滋賀県 建築家 / 建築設計事務所イデアルの小さな独り言

建築家・清水精二のブログ、何でもあり独り言集・・・。

ダイセンソリューション オフィス完成しました/滋賀県 建築家 建築設計事務所イデアル

2023年07月09日 | 建築

蒸し暑い日が続きますね・・・。今回は、以前の記事「小規模オフィスのファサードデザイン」でお話していました建物が完成しましたので紹介する事にします。

 

[Photo 西岡千春]

画像は、ダイセンソリューション オフィスの外観です。外観で目を引くのは、不規則な幾何学パターンのアルミフレームとアルミルーバーからなるアルミ装飾フレームです。ダイセンソリューションのグループ会社がアルミサッシやアルミ製品を扱っている会社という事もあって、お施主さんからアルミを使ったファサードデザインを提案してほしいと言われました。
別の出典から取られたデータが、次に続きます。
PR #8598, opened 2021-05-05
Updated CHANGELOG.md

jnweiger:
change unreleased to 2.8 section, 
and added missing 2.7.0 ... 2.7.6 sections (huch?)

@TheOneRing Not sure why the old sections were missing here. Hope it merges back fine :see_no_evil:


TheOneRing:
Will only happen in the tag and on master.
As discussed in every release.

アルミフレームとアルミルーバーを不規則な幾何学パターンとするアイデアはすぐに思いつきましたが、問題は木造の建物なので、アルミ装飾フレームをどのように支持して建物に取り付けるか・・という事でした。

風圧力などでアルミ装飾フレームの取付部は動くので、外壁で直接支持することは避けなければなりません。そこで、中大規模木造で使用される構造用ビスと木組みを併用した腕木を取り付けることにより、外壁から飛び出た出窓枠や縦・横の装飾枠(黒い枠部分)を設け、この出窓枠や装飾枠によってアルミ装飾フレームを支持するようにしています。出窓枠や装飾枠には、アルミ装飾フレームを支持しているビスが風圧力などで動いても追従できる防水材を施すことにより、防水性や耐久性を確保しています。アルミ装飾フレームを外壁から飛び出た出窓枠や装飾枠により支持することで、不測の事態が生じても建物本体の構造体への影響を極力避けるような方法を採用しています。
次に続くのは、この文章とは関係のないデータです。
Issue #8651, opened 2021-05-21
Add more tests for desktop-client


swoichha:
## Description
Currently we have tests for adding new account, syncing, and sharing. There are still more tests that can be added. Some of them are mentioned below. 

## To-Do:
- [x] Login/Logout users (@swoichha )
- [x] Remove user(@swoichha )
- [x] Share files/folder with group(@Talank  )
- [x] Edit shared file/folder(rename received share item name/change content) (@swoichha )
- [x] Edit share permissions(@swoichha)
- [x] As a collaborator, share to a group to whom the file is already shared by author (@Talank )

swoichha:
CC: @michaelstingl @TheOneRing

swoichha:
## Regression Testplan

FROM: https://testlink.owncloud.team/linkto.php?tprojectPrefix=desktop&item=testcase&id=desktop-158





* [ ] Fresh install on **Win10** using the unbranded ownCloud client MSI installer.
     * [ ] The MSI details page has
         * Verified publisher: ownCloud GmbH
         * certificate expires > 1y
     * [ ] Settings tab, About has correct versions:
         * ownCloud client version
         * Qt 5.12.10
         * OpenSSL 1.1.1i
* [ ] Visually check all tabs
     * [ ] Tabs look correct
* [ ] VFS is enabled per default. 
     * [ ] Files are virtual (right click menu shows grayed out "free up local space")
* [ ] Sync a file to the server
     * [ ] File has been synced
* [ ] Check the overlay icons
     * [ ] Win10: No overlay icons if using VFS. Uses status column in explorer. Overlay icons are shown without VFS
* [ ] Share a file with another user on the same server
     * [ ] File has been shared successfully
* [ ] Create a public link
     * [ ] Public link has been created and can be opened in a browser
* [ ] disable / re-enable VFS
     * [ ] VFS has been disabled / enabled
     * [ ] explorer status column changes
 ----
* [ ] Install ownCloud desktop client on latest **macOS** using .pkg installer
     * [ ] Settings tab, About has correct versions:
         * ownCloud client version
         * Qt 5.12.10
         * OpenSSL 1.1.1i
* [ ] Visually check all tabs
     * [ ] Tabs look correct
 * [ ] Sync a file to the server
     * [ ] File has been synced
 * [ ] Check the overlay icons
     * [ ] Overlay icons are present
 * [ ] Share a file with another user on the same server
     * [ ] File has been shared successfully
 * [ ] Create a public link
[...]

PR #8663, opened 2021-05-27
[tests-only]logout user from client

swoichha:
## Description
This PR adds tests for:
- logout user from client

## Related Issue
- https://github.com/owncloud/client/issues/8651

### DIFF
--- a/test/gui/shared/scripts/pageObjects/Toolbar.py
+++ b/test/gui/shared/scripts/pageObjects/Toolbar.py
@@ -9,6 +9,50 @@ class Toolbar:
         "visible": 1,
         "window": names.settings_OCC_SettingsDialog,
     }
+    ACCOUNT_BUTTON = {
+        "container": names.settings_stack_QStackedWidget,
+        "name": "_accountToolbox",
+        "type": "QToolButton",
+        "visible": 1,
+    }
+    ACCOUNT_MENU = {
+        "type": "QMenu",
+        "unnamed": 1,
+        "visible": 1,
+        "window": names.settings_OCC_SettingsDialog,
+    }
+    SIGNED_OUT_TEXT_BAR = {
+        "container": names.settings_stack_QStackedWidget,
+        "name": "connectLabel",
+        "type": "QLabel",
+        "visible": 1,
+    }
 
     def clickActivity(self):
         squish.clickButton(squish.waitForObject(self.ACTIVITY_BUTTON))
+
+    def userLogout(self):
+        squish.sendEvent(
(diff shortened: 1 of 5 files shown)


test/gui/shared/steps/steps.py
```diff
@@ -535,3 +532,75 @@ def step(context, resource):
...
+    toolbar = Toolbar()
+    toolbar.userLogsIn()
+    password = getPasswordForUser(username)
+    enterUserPassword = EnterPassword()
+    enterUserPassword.enterPassword(password)
+
+
+@Then('user "|any|" should be connect to the client-UI')
+def step(context, username):
+    snooze(5)
```
Talank, line 605: It would be better to add a comment about why we need this snooze, and finding an alternative solution is a TODO.

test/gui/shared/scripts/pageObjects/Toolbar.py
```diff
@@ -0,0 +1,59 @@
...
+    def clickActivity(self):
+        squish.clickButton(squish.waitForObject(self.ACTIVITY_BUTTON))
+
+    def userLogout(self):
+        squish.sendEvent(
+            "QMouseEvent",
+            squish.waitForObject(self.ACCOUNT_BUTTON),
+            squish.QEvent.MouseButtonPress,
+            28,
+            10,
```
Talank, line 41:
```suggestion
            0,
            0,
```
Why 28,10? I think you can press 0,0 instead. 🤔

swoichha: fixed

test/gui/shared/steps/steps.py
```diff
@@ -535,3 +532,77 @@ def step(context, resource):
...
+    isUserSignedOut(context, username)
+
+
+@Given('user "|any|" has logged out of the client-UI')
+def step(context, username):
+    waitFor(
+        lambda: isFolderSynced(context.userData['clientSyncPath']),
+        context.userData['clientSyncTimeout'] * 1000,
+    )
+    snooze(5)
```
Talank, line 588: is there any specific reason for this snooze? Everything else looks good to me.

swoichha: It was added to see if folder was synced or not. Now there is no need for it so I have removed it.

Talank (commented):
LGTM 🥇

individual-it (commented):
code looks good, but all GUI tests fail :-(

individual-it (approved):

PR #8664, opened 2021-05-27
Fix a mac the socket api crash

TheOneRing:


jnweiger:
@michaelstingl this calls for a 2.8.2 and delays ownbrander deployment. Do you agree?

michaelstingl:
> @michaelstingl this calls for a 2.8.2 and delays ownbrander deployment. Do you agree?

yes, understood 👍

TheOneRing:
The crash reports we get are all on mac, so its probably related to the special rpc implementation on mac....

src/gui/socketapi/socketapi.cpp
```diff
@@ -479,7 +476,9 @@ void SocketApi::slotUpdateFolderView(Folder *f)
 
 void SocketApi::broadcastMessage(const QString &msg, bool doWait)
 {
-    for (const auto &listener : qAsConst(_listeners)) {
+    // operate on a copy of the list to prevent concurrency issues
+    const auto clients = _listeners.values();
```
fmoc, line 480: The Qt docs don't suggest that this method is thread-safe. I think there is no way to get around using a mutex.

fmoc (changes requested):

src/gui/socketapi/socketapi.cpp
```diff
@@ -296,15 +296,21 @@ void SocketApi::slotNewConnection()
...
         return;
     }
     qCInfo(lcSocketApi) << "New connection" << socket;
-    connect(socket, &QIODevice::readyRead, this, &SocketApi::slotReadSocket);
-    connect(socket, SIGNAL(disconnected()), this, SLOT(onLostConnection()));
-    connect(socket, &QObject::destroyed, this, &SocketApi::slotSocketDestroyed);
+    connect(socket, &SocketApiSocket::readyRead, this, &SocketApi::slotReadSocket);
+    connect(socket, &SocketApiSocket::disconnected, this, [socket] {
+        qCInfo(lcSocketApi) << "Lost connection " << socket;
+        // will trigger destroyed in the next execution of the main loop
```
fmoc, line 308: I would really appreciate a comment that indicates that this fixes a synchronization issue.

fmoc (approved):

src/gui/socketapi/socketapi.cpp
TheOneRing: the double remove was stupid in the first place

PR #8670, opened 2021-05-31
Fix migration of settings

TheOneRing:
Don't initialize a settings object just to check whether the file exists.

Fixes: https://github.com/owncloud/enterprise/issues/4597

ファサードデザインの話に戻りますが、アルミ装飾フレームを支持する出窓枠や縦・横の装飾枠も不規則な幾何学パターンとしていますので、それぞれの幾何学パターンが交わり重なり合うファサードデザインとなっています。また、幾何学パターンを縁取る庇と袖壁の見付を厚くすることで、強度や納まりに必要なアルミ装飾フレームや出窓枠・装飾枠の各サイズが、建物のヴォリュームに対して無骨にならないよう視覚的な操作をしています。このように庇と袖壁による縁取りを大きくし、交わり合う二重の幾何学パターンを繊細かつ奥行きがあるように見せることで、小規模なオフィスでありながら、迫力あるファサードデザインとすることを可能にしています。